··· Supplied records ···
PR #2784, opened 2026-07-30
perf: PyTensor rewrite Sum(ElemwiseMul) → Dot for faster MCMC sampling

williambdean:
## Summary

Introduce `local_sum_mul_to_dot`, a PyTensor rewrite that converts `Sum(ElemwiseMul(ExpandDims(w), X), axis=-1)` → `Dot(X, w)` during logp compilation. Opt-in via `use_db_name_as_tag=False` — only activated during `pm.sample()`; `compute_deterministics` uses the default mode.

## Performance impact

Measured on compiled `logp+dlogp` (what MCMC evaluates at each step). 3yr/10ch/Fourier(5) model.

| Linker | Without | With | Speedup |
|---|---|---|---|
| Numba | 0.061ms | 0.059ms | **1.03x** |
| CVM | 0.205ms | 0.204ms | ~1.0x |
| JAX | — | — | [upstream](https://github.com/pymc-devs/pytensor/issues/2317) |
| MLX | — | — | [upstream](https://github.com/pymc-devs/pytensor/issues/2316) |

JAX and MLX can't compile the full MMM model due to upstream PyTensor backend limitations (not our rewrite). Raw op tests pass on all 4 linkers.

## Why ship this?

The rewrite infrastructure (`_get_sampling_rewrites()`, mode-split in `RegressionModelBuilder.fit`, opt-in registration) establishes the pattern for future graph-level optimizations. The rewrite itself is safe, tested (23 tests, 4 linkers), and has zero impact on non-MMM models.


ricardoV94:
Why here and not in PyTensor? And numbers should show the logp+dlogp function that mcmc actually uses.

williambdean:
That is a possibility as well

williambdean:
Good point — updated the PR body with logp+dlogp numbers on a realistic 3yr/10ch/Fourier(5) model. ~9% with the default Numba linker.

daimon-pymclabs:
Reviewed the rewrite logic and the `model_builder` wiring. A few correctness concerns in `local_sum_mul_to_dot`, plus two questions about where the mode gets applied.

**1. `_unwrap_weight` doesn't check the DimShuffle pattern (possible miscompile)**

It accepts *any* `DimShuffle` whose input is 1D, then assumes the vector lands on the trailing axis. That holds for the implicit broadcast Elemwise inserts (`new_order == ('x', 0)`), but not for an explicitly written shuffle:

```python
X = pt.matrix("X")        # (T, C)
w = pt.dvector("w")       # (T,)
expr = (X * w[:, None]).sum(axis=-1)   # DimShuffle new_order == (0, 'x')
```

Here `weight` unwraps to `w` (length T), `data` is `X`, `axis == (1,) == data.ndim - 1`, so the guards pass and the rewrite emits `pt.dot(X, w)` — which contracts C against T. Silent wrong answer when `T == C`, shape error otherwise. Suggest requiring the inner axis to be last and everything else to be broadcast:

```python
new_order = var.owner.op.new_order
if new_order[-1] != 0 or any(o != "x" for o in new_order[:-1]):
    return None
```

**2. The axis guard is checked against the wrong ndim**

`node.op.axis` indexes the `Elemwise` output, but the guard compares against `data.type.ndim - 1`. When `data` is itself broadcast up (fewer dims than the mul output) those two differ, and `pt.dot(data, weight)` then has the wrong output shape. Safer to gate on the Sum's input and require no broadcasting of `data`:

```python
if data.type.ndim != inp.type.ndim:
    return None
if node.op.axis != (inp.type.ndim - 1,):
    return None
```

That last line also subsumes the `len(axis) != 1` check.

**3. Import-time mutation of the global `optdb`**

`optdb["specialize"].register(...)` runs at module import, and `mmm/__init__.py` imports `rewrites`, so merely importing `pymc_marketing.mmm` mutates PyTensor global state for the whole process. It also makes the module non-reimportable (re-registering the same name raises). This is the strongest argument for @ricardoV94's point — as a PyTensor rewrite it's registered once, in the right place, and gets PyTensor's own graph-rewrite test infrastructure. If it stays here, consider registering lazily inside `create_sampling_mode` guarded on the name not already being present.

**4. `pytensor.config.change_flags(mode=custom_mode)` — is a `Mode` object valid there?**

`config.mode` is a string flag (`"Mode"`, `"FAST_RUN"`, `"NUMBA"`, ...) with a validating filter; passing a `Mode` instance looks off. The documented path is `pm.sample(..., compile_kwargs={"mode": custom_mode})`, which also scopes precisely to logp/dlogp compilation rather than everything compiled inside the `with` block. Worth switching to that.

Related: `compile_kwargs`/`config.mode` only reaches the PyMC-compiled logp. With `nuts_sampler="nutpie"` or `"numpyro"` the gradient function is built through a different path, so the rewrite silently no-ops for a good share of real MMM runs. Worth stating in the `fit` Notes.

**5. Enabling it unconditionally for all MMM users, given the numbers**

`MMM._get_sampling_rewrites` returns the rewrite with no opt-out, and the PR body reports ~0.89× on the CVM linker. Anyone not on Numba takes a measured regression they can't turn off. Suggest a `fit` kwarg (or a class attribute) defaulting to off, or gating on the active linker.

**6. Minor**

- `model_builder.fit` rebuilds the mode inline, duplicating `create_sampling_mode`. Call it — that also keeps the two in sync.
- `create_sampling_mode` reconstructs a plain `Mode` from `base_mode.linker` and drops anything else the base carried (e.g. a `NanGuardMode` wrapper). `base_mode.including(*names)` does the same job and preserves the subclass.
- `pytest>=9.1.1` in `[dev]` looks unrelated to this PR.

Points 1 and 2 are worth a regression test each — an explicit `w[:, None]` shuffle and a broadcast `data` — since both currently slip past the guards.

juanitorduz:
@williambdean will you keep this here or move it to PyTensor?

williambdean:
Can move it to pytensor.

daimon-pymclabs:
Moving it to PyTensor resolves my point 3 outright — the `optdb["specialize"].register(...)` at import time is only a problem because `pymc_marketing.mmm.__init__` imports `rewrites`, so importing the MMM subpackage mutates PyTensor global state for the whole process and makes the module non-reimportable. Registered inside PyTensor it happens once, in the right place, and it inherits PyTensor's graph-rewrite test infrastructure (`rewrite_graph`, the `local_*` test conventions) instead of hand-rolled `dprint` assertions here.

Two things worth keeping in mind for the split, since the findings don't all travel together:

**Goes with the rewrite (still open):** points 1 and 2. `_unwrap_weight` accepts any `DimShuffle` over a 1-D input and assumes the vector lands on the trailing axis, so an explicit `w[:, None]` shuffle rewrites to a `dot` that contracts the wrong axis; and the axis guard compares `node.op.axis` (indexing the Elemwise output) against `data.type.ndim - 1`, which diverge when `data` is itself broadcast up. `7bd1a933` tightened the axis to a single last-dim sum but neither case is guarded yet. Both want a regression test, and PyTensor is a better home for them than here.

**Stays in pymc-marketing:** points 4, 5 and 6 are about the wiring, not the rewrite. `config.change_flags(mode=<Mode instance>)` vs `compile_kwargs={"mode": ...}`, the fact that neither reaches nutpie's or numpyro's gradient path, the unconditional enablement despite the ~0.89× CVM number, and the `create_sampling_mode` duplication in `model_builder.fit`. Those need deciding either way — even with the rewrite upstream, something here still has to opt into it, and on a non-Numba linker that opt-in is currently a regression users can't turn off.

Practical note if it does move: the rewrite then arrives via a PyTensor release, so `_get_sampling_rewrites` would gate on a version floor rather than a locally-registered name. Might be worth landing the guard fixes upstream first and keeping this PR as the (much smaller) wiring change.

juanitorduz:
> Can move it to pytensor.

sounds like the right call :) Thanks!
···
··· Supplied records ···
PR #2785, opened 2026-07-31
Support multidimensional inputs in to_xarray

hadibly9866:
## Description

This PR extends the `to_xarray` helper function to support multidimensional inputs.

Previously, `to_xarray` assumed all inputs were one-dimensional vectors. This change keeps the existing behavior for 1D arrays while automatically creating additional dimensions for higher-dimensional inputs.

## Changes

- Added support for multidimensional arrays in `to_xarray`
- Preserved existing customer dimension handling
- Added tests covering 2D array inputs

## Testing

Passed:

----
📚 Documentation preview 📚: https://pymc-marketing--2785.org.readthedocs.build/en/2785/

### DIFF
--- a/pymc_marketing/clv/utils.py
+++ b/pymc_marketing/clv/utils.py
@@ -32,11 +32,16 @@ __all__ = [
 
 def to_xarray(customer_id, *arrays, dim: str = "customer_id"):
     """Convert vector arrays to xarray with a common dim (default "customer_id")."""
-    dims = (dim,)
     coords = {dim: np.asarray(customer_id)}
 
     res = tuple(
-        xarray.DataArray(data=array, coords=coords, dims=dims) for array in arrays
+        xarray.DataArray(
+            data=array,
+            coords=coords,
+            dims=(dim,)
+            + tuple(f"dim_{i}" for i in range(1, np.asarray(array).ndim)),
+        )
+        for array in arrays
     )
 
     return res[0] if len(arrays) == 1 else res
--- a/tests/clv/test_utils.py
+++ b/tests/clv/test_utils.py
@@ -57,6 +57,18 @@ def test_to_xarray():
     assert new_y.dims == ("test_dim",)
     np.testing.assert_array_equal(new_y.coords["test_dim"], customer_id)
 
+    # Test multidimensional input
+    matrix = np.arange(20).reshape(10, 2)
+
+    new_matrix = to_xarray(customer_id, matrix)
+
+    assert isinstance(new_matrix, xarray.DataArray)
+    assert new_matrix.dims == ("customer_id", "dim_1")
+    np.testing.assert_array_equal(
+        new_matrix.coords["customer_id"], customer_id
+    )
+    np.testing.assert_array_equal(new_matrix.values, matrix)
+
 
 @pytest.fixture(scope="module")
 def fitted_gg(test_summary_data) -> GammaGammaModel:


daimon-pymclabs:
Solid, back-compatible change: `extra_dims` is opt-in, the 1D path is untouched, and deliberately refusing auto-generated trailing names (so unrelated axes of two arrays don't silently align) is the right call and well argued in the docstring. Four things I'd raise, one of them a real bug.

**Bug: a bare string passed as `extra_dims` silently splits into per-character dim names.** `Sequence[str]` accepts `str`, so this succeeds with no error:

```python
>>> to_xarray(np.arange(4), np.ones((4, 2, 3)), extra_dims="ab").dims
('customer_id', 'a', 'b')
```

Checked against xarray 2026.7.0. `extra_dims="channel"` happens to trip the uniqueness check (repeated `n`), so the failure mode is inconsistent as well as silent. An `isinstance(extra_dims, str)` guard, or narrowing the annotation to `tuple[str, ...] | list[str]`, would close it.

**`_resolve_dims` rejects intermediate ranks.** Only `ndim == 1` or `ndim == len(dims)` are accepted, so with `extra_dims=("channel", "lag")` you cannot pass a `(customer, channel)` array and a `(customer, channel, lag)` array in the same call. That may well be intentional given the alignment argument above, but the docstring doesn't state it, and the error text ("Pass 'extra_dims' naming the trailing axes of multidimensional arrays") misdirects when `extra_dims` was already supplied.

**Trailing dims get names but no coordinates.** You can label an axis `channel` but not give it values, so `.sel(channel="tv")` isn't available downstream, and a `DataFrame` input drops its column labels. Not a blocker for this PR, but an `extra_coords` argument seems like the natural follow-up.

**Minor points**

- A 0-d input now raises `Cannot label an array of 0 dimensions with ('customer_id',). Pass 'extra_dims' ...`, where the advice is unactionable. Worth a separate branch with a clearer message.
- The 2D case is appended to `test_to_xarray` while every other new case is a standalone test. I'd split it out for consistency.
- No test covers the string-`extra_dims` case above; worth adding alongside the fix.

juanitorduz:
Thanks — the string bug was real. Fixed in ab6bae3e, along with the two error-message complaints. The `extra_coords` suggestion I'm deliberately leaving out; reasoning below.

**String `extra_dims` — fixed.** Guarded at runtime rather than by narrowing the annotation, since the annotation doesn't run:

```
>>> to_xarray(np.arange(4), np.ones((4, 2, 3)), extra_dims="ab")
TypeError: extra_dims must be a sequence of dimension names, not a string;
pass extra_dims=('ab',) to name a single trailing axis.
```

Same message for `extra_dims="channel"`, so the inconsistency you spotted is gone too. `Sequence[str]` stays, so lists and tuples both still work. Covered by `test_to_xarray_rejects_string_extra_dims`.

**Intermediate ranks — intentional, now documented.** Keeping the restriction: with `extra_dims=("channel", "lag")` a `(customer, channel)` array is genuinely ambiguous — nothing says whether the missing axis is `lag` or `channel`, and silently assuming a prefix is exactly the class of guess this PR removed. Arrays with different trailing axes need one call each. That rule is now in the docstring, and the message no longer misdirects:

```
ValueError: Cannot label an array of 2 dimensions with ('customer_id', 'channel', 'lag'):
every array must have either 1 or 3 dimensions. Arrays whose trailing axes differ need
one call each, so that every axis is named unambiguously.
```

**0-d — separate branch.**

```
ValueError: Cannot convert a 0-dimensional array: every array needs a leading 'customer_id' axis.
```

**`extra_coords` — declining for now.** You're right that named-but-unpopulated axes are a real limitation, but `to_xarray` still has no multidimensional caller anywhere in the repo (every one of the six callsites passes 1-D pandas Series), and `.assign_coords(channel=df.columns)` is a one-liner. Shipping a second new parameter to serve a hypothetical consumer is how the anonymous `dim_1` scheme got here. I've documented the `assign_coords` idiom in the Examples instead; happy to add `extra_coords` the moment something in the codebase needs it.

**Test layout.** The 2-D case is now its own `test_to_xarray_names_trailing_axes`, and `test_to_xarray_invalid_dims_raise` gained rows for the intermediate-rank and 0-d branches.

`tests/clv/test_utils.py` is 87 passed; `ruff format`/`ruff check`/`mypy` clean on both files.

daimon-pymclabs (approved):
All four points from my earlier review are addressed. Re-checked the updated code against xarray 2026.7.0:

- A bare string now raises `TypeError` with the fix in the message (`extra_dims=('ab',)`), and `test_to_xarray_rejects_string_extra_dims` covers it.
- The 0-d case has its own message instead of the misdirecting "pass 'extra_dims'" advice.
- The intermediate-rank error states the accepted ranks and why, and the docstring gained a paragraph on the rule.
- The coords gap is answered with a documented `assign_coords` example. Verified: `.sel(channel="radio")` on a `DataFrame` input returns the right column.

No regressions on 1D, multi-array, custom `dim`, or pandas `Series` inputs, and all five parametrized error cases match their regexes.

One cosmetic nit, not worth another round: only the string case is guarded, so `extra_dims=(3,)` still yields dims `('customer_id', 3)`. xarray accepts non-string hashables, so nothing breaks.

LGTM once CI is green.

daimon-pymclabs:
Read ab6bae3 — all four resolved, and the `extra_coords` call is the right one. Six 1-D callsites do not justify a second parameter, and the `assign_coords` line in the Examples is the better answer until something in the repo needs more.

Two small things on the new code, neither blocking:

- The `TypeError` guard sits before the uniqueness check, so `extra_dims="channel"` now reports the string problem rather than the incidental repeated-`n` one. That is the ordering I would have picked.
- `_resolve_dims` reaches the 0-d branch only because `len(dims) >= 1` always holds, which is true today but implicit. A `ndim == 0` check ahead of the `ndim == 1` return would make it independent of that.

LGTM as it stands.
···
What this task involves: Set down, unchanged, only those lines above that fall between the line with "it to PyTensor?" and the line with "users can't turn off.", the two end lines included.

Solution to the exercise:
@williambdean will you keep this here or move it to PyTensor?

williambdean:
Can move it to pytensor.

daimon-pymclabs:
Moving it to PyTensor resolves my point 3 outright — the `optdb["specialize"].register(...)` at import time is only a problem because `pymc_marketing.mmm.__init__` imports `rewrites`, so importing the MMM subpackage mutates PyTensor global state for the whole process and makes the module non-reimportable. Registered inside PyTensor it happens once, in the right place, and it inherits PyTensor's graph-rewrite test infrastructure (`rewrite_graph`, the `local_*` test conventions) instead of hand-rolled `dprint` assertions here.

Two things worth keeping in mind for the split, since the findings don't all travel together:

**Goes with the rewrite (still open):** points 1 and 2. `_unwrap_weight` accepts any `DimShuffle` over a 1-D input and assumes the vector lands on the trailing axis, so an explicit `w[:, None]` shuffle rewrites to a `dot` that contracts the wrong axis; and the axis guard compares `node.op.axis` (indexing the Elemwise output) against `data.type.ndim - 1`, which diverge when `data` is itself broadcast up. `7bd1a933` tightened the axis to a single last-dim sum but neither case is guarded yet. Both want a regression test, and PyTensor is a better home for them than here.

**Stays in pymc-marketing:** points 4, 5 and 6 are about the wiring, not the rewrite. `config.change_flags(mode=<Mode instance>)` vs `compile_kwargs={"mode": ...}`, the fact that neither reaches nutpie's or numpyro's gradient path, the unconditional enablement despite the ~0.89× CVM number, and the `create_sampling_mode` duplication in `model_builder.fit`. Those need deciding either way — even with the rewrite upstream, something here still has to opt into it, and on a non-Numba linker that opt-in is currently a regression users can't turn off.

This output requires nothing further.